She's lucky she didn't get shot. I know if I were a security officer at the airport and saw someone with a circuit board strapped to their chest, I'd shoot on sight.


----------



## 1feral1 (21 Sep 2007)

This even made the news here. What a way top get your name and picture on the news, and yes, as quoted above, lucky she was NOT shot. 

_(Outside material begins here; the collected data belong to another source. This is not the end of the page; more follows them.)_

PR #188, opened 2016-11-23
0.6.6

mcnuttandrew:


chrisirhc:
This shouldn't be a PR. Version bumps go directly to master to avoid git tag mess.

PR #190, opened 2016-11-29
More exports181

mcnuttandrew:


alee8:
First effort did not account for the fact that neither axis-utils.js and scales-utils.js had default export. Rectifying by providing an export default for each.

1. All previously marked export const and function in axis-utils are in an object marked as export default.
2. All marked export function except functions with underscore in scales-utils are exported in an object marked as export default.

Issue #180, opened 2016-11-18
Different CSS class names to differentiate XAxis from YAxis so they can be separately styled


alee8:
On an XYPlot, the same class name is used for the XAxis as well as the YAxis. If you want to use CSS to change the styling, you would have to use nth-of-type to have any chance of changing styling on one of the axes.  However, this is brittle and is dependent on which Axis is specified first and second.

mcnuttandrew:
Hey @alee8 I'm gonna close this as the solution is prod. Feel free to reopen if i've missed something

alee8:
Thanks for the heads up and the fix.  Will definitely use it now.

Alison

PR #191, opened 2016-11-29
Add specific class names to x and y axes

mcnuttandrew:
Also allow users to specify custom classnames! Addresses #180

### DIFF
--- a/src/lib/plot/axis/axis.js
+++ b/src/lib/plot/axis/axis.js
@@ -73,8 +73,8 @@ const defaultProps = {
 };
 
 const predefinedClassName = 'rv-xy-plot__axis';
-const VERTICAL_CLASS_NAME = 'rv-xy-plot__axis-vertical';
-const HORIZONTAL_CLASS_NAME = 'rv-xy-plot__axis-horizontal';
+const VERTICAL_CLASS_NAME = 'rv-xy-plot__axis--vertical';
+const HORIZONTAL_CLASS_NAME = 'rv-xy-plot__axis--horizontal';
 
 class Axis extends PureRenderComponent {
 
--- a/src/lib/plot/axis/axis.js
+++ b/src/lib/plot/axis/axis.js
@@ -153,8 +153,9 @@ class Axis extends PureRenderComponent {
       top,
       width
     } = props;
-    const isY = [LEFT, RIGHT].indexOf(orientation) > -1;
-    const axisClassName = isY ? VERTICAL_CLASS_NAME : HORIZONTAL_CLASS_NAME;
+    const isVertical = [LEFT, RIGHT].indexOf(orientation) > -1;
+    const axisClassName = isVertical ? VERTICAL_CLASS_NAME :
+      HORIZONTAL_CLASS_NAME;
     return (
       <g
         transform={`translate(${left},${top})`}
--- a/src/lib/plot/axis/axis.js
+++ b/src/lib/plot/axis/axis.js
@@ -22,11 +22,7 @@ import React from 'react';
 
 import Animation from '../../animation';
 import PureRenderComponent from '../../pure-render-component';
-import {
-  DIRECTION,
-  getTicksTotalFromSize,
-  ORIENTATION
-} from '../../utils/axis-utils';
+import {ORIENTATION, getTicksTotalFromSize} from '../../utils/axis-utils';
 import AxisLine from './axis-line';
 import AxisTicks from './axis-ticks';
 import AxisTitle from './axis-title';
@@ -150,12 +146,12 @@ class Axis extends PureRenderComponent {
 
     const {
       className,
-      left,
-      top,
-      width,
       height,
+      left,
       orientation,
-      title
+      title,
+      top,
+      width
     } = props;
     const isY = [LEFT, RIGHT].indexOf(orientation) > -1;
     const axisClassName = isY ? VERTICAL_CLASS_NAME : HORIZONTAL_CLASS_NAME;
--- a/src/lib/plot/axis/axis.js
+++ b/src/lib/plot/axis/axis.js
@@ -43,9 +43,6 @@ const propTypes = {
   orientation: React.PropTypes.oneOf([
     LEFT, RIGHT, TOP, BOTTOM
   ]),
-  axisType: React.PropTypes.oneOf([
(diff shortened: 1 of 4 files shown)


src/lib/plot/axis/x-axis.js
```diff
@@ -31,14 +32,21 @@ const propTypes = {
   ])
 };
 
+delete propTypes.axisType;
```
chrisirhc: Using `delete` prevents optimizations and it's a mutating operation. How about alternatives such as the rest operator or using lodash's `omit`?

src/lib/plot/axis/y-axis.js
```diff
@@ -32,14 +32,21 @@ const propTypes = {
...
 
 function YAxis(props) {
+  const axisProps = {
+    ...props,
+    axisType: DIRECTION.VERTICAL
+  };
+
   return (
-    <Axis {...props} />
+    <Axis {...axisProps} />
```
chrisirhc: You can supply additional props here by: `<Axis {...props} axisType={DIRECTION.VERTICAL} />`.
This might be cleaner as it doesn't require the introduction of a new variable (`axisProps` vs `props`).

src/lib/plot/axis/x-axis.js
mcnuttandrew: I'm not sure I understand what you are suggesting with rest parameters? I also haven't heard of delete preventing optimizations? (Though I would be excited to see source saying otherwise)

chrisirhc: Here's a related discussion: https://groups.google.com/forum/#!topic/v8-users/zE4cOHBkAnY
and https://github.com/google/google-api-nodejs-client/issues/375#issuecomment-76538779 .

For example with rest: `const {axisType, ...propsWithoutAxisType} = Axis.propTypes;`

src/lib/plot/axis/x-axis.js
```diff
@@ -19,13 +19,15 @@
...
+
 import Axis from './axis';
-import {ORIENTATION} from '../../utils/axis-utils';
+import {DIRECTION, ORIENTATION} from '../../utils/axis-utils';
 
 const {TOP, BOTTOM} = ORIENTATION;
 
+const {axisType, ...axisPropsWithoutType} = Axis.propTypes;
 const propTypes = {
-  ...Axis.propTypes,
```
chrisirhc: You can do custom validators, an even better option here might be to return an Error if axisType is specified when using x-axis:

https://facebook.github.io/react/docs/typechecking-with-proptypes.html

src/lib/plot/axis/axis.js
```diff
@@ -39,13 +43,17 @@ const propTypes = {
   orientation: React.PropTypes.oneOf([
     LEFT, RIGHT, TOP, BOTTOM
   ]),
+  axisType: React.PropTypes.oneOf([
+    DIRECTION.VERTICAL, DIRECTION.HORIZONTAL
+  ]).isRequired,
```
chrisirhc: Reading this PR in detail, could the `axisType` a derived from the `orientation`? For example, would there be a case where a `LEFT` or `RIGHT` orientation axis, would have a axisType of `HORIZONTAL`?

mcnuttandrew: i guess because they are required that's true

src/lib/plot/axis/axis.js
```diff
@@ -140,18 +149,20 @@ class Axis extends PureRenderComponent {
...
+      className,
       left,
       top,
       width,
       height,
       orientation,
       title
     } = props;
-
+    const isY = [LEFT, RIGHT].indexOf(orientation) > -1;
```
chrisirhc: I typically recommend `.includes` for bit of added readability, if there are existing usages of `.includes`, we should use that instead since that would mean existing users have it already set up.

src/lib/plot/axis/x-axis.js
```diff
@@ -19,6 +19,7 @@
 // THE SOFTWARE.
 
 import React from 'react';
+
```
chrisirhc: whitespace change unnecessary

src/lib/plot/axis/x-axis.js
```diff
@@ -38,7 +39,7 @@ const defaultProps = {
 
 function XAxis(props) {
   return (
-    <Axis {...props} />
+    <Axis {...props}/>
```
chrisirhc: Same here

src/lib/plot/axis/axis.js
```diff
@@ -140,18 +145,20 @@ class Axis extends PureRenderComponent {
...
       height,
+      left,
       orientation,
-      title
+      title,
+      top,
+      width
     } = props;
-
+    const isY = [LEFT, RIGHT].indexOf(orientation) > -1;
```
chrisirhc: I typically recommend `.includes` for bit of added readability, if there are existing usages of `.includes`, we should use that instead since that would mean existing users have it already set up.

mcnuttandrew: I'm totally with you, but there aren't any examples of includes in react-vis, while there are a number of instances of indexOf

src/lib/plot/axis/axis.js
```diff
@@ -71,6 +72,10 @@ const defaultProps = {
   orientation: BOTTOM
 };
 
+const predefinedClassName = 'rv-xy-plot__axis';
+const VERTICAL_CLASS_NAME = 'rv-xy-plot__axis-vertical';
```
chrisirhc: `--vertical` is the correct BEM convention. Do you think we'll get requests for separate classNames for left vs right?

src/lib/plot/axis/axis.js
chrisirhc: cool, no change here then, 👍  .

src/lib/plot/axis/axis.js
mcnuttandrew: i doubt it, i've also subverted that potential issue by allowing users to supply their own

src/lib/plot/axis/axis.js
chrisirhc: `isY` as a variable name might be a little confusing since there's an attribute and it may not be `y`

Issue #67, opened 2016-04-27
Add ability to customize bar width on bar series


chrisirhc:
Right now, the bar widths are automatically calculated, but there's no way to override it.

This is particularly useful for histograms.

![image](https://cloud.githubusercontent.com/assets/132584/14840593/5c887040-0bea-11e6-8a66-613b036b74d1.png)

bkrall:
+1

ranjithnori:
+1

greatermeans:
+1

k010:
+1

mcnuttandrew:
@chrisirhc This is addressed by rect-series, so i'm going to close this issue. Feel free to re-open if you feel different

sprzedwojski:
How would I use the rect-series if I need to set a custom bar width, but my x axis labels are strings?

My data:
```
[
  {
    "x": "Label 1",
    "y": 0.3
  },
  {
    "x": "Label 2",
    "y": 0.2
  },
  {
    "x": "Label 3",
    "y": 0.7
  }
]
```

It seems to be impossible to define an `x0` if my x axis labels are not numbers. 
Therefore I think setting a custom width on the vertical bar chart would be a useful feature.

treetopvt:
I also would find it useful to limit the width of a bar.  When working with ordinal data, I don't see how we can use a rect-series

sprzedwojski:
I managed to "hack" the rect-series to draw a vertical bar chart with strings as x-axis labels.
Below is my example code, maybe it helps somebody:

`const values = [
  {"y": 0.9},
  {"y": 0.3},
  {"y": 0.5}
]

const labels = [
  'Label 1',
  'Label 2',
  'Label 3'
]

class BarChartCustomBarWidth extends React.Component {
  
  // by tweaking this value you can resize the columns
  // 1 - columns touch each other
  // 0 - columns are invisible
  columnWidth = 0.5
  
  transformDataToRectSeries(raw) {
    const transformed = raw.map((el, i) => {
      el.x0 = (i + 1) - this.columnWidth / 2
      el.x = (i + 1) + this.columnWidth / 2
      return el
    })
    transformed.unshift({x: 0.5, y: 0}) // fake data point, enables margin between y-axis and first column
    transformed.push({x: 3.5, y: 0}) // fake data point, enables margin between last column and chart end
    return transformed
  }

  render() {
    return (
      <XYPlot width={500} height={400}>
        <XAxis
[...]

PR #197, opened 2016-12-10
Add rect series

mcnuttandrew:
In the current state of affairs bar chart centers data on the provide x value. Sometime this is great (eg when you have categorical data), but when you have data on a continuous variable this makes no sense. In such an enviroment you'd want to exactly specify where your boxes will sit. 

So to fill this gap, I propose adding a "histogramMode" to the bar series. The central change being a boolean flag on both of the bar series, that when activated sets the left edge of a bar to be x0, and the right edge to be x
screen shot 2016-12-09 at 9 15 43 pm

So rather than providing data for a bar chart like this:

[{x: 0, y: 3},{x: 1, y: 1}] 

You'd add a little more information

[{x0: 0, x: 1, y: 3},{x0: 1, x: 3, y: 1}] 

And get a lot more precision. This is a frequently requested feature (#67).

### DIFF
--- a/src/example/plot/stacked-bar-chart.js
+++ b/src/example/plot/stacked-bar-chart.js
@@ -26,33 +26,85 @@ import {
   YAxis,
   VerticalGridLines,
   HorizontalGridLines,
+  HorizontalBarSeries,
   VerticalBarSeries} from '../../';
 
 export default class Example extends React.Component {
   render() {
     return (
-      <XYPlot
-        width={300}
-        height={300}
-        stackBy="y">
-        <VerticalGridLines />
-        <HorizontalGridLines />
-        <XAxis />
-        <YAxis />
-        <VerticalBarSeries
-          data={[
-            {x: 1, y: 10},
-            {x: 2, y: 5},
-            {x: 3, y: 15}
-          ]}
-        />
-        <VerticalBarSeries
-          data={[
-            {x: 1, y: 12},
-            {x: 2, y: 2},
-            {x: 3, y: 11}
-          ]}/>
-      </XYPlot>
+      <div>
+        <XYPlot
+          width={300}
+          height={300}
+          stackBy="x">
+          <VerticalGridLines />
+          <HorizontalGridLines />
+          <XAxis />
+          <YAxis />
+          <HorizontalBarSeries
+            data={[
+              {y: 2, x: 10},
+              {y: 4, x: 5},
+              {y: 5, x: 15}
+            ]}
+          />
+          <HorizontalBarSeries
+            data={[
+              {y: 2, x: 12},
+              {y: 4, x: 2},
+              {y: 5, x: 11}
+            ]}/>
+        </XYPlot>
+
+        <XYPlot
+          width={300}
+          height={300}
+          stackBy="y">
+          <VerticalGridLines />
+          <HorizontalGridLines />
+          <XAxis />
+          <YAxis />
+          <VerticalBarSeries
+            data={[
+              {x: 2, y: 10},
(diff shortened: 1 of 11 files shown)


src/example/plot/stacked-bar-chart.js
```diff
@@ -26,33 +26,85 @@ import {
...
+          />
+          <HorizontalBarSeries
+            data={[
+              {y: 2, x: 12},
+              {y: 4, x: 2},
+              {y: 5, x: 11}
+            ]}/>
+        </XYPlot>
+
+        <XYPlot
```
mcnuttandrew: There weren't any examples of doing a stack horizontal chart, so i added one to be sure i wasn't breaking anything

src/lib/plot/series/area-series.js
```diff
@@ -44,7 +44,9 @@ class AreaSeries extends AbstractSeries {
   }
 
   render() {
-    const {animation, className, curve, data, marginLeft, marginTop} = this.props;
```
mcnuttandrew: lint was failing?

chrisirhc:
A few things here:
* This seems to be an API that allows for overlapping rectangles to be drawn. While that granularity of control might be desirable, I'm not sure we want to expose that right on the BarSeries, since it's now really more like a RectSeries where one needs to track x and x0.
* I find adding a mode to the same series and that changes the shape of the data required (requiring an x0) to be surprising.
* There's quite a bit of duplicate code for handling the two modes. This doesn't address #67 directly as it doesn't touch on changing either the width or spacing between the bars, it's instead putting it on the user to calculate all the positions of x0, x.

Have you considered modifying the logic of the bar series to use custom widths / spacing between bars?

mcnuttandrew:
> This seems to be an API that allows for overlapping rectangles to be drawn. While that granularity of control might be desirable, I'm not sure we want to expose that right on the BarSeries, since it's now really more like a RectSeries where one needs to track x and x0.

So if we were to move this logic into a RectSeries would that mean we would have  VerticalRectSeries and HorizontalRectSeries in addition?

mcnuttandrew:
> Have you considered modifying the logic of the bar series to use custom widths / spacing between bars? 

- I was considering using width initially, but all of the accessors are pretty hardcoded, eg if i wanted to express width in x coordinates, there's not a clean way to do that. Eventually it would be cool to expose a bunch of accessors so that anything could be manipulated, but i was trying to make a kinda low impact diff. 
- I'm not sure i get what you mean by spacing?

chrisirhc:
> So if we were to move this logic into a RectSeries would that mean we would have VerticalRectSeries and HorizontalRectSeries in addition?

The question becomes: are you blocked by the need for fine grained x, x0 control over the chart? Or do you need a bar series with no spacing in between the bars (see image in #67)?

src/example/plot/stacked-bar-chart.js
```diff
@@ -26,33 +26,59 @@ import {
...
-          ]}
-        />
-        <VerticalBarSeries
-          data={[
-            {x: 1, y: 12},
-            {x: 2, y: 2},
-            {x: 3, y: 11}
-          ]}/>
-      </XYPlot>
+      <div>
```
chrisirhc: Does this change break the layout of the docs page?

chrisirhc:
Also, need to update the title of this PR before merge

src/example/plot/stacked-bar-chart.js
mcnuttandrew: I don't mind the way this looks, but i'd change it if you take issue with it

PR #198, opened 2016-12-11
Remove non-existent file import in example/main.js

alee8:
Prevents example from running locally.


mcnuttandrew:
You beat me to it. i don't know how the example is compiling locally for me with this in place.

All that blood spatter on the walls! 

I wonder if she would she consider that art? 

What a phuckwhit!

Shakes head,

Wes


----------



## Bobby Rico (21 Sep 2007)

What a stooge...Would have benefited the rest of society if they had shot her.


----------



## Jacqueline (21 Sep 2007)

I seriously think she did it as a sick joke. In her queer little mind that's a brush off the shoulders. What a weirdo!


----------



## Michael OLeary (21 Sep 2007)

Well, a Google search for "Star Simpson" now returns about 18,200 hits.  She's having her 15 minutes, now we never have to hear of her again.  It's for people like her that Fark]http://www.fark.com/]Fark has a STUPID tag.


----------



## retiredgrunt45 (29 Sep 2007)

"Dumbass" And to think some of these people will be our leaders someday. "Double dumbass on the sperm donor"


----------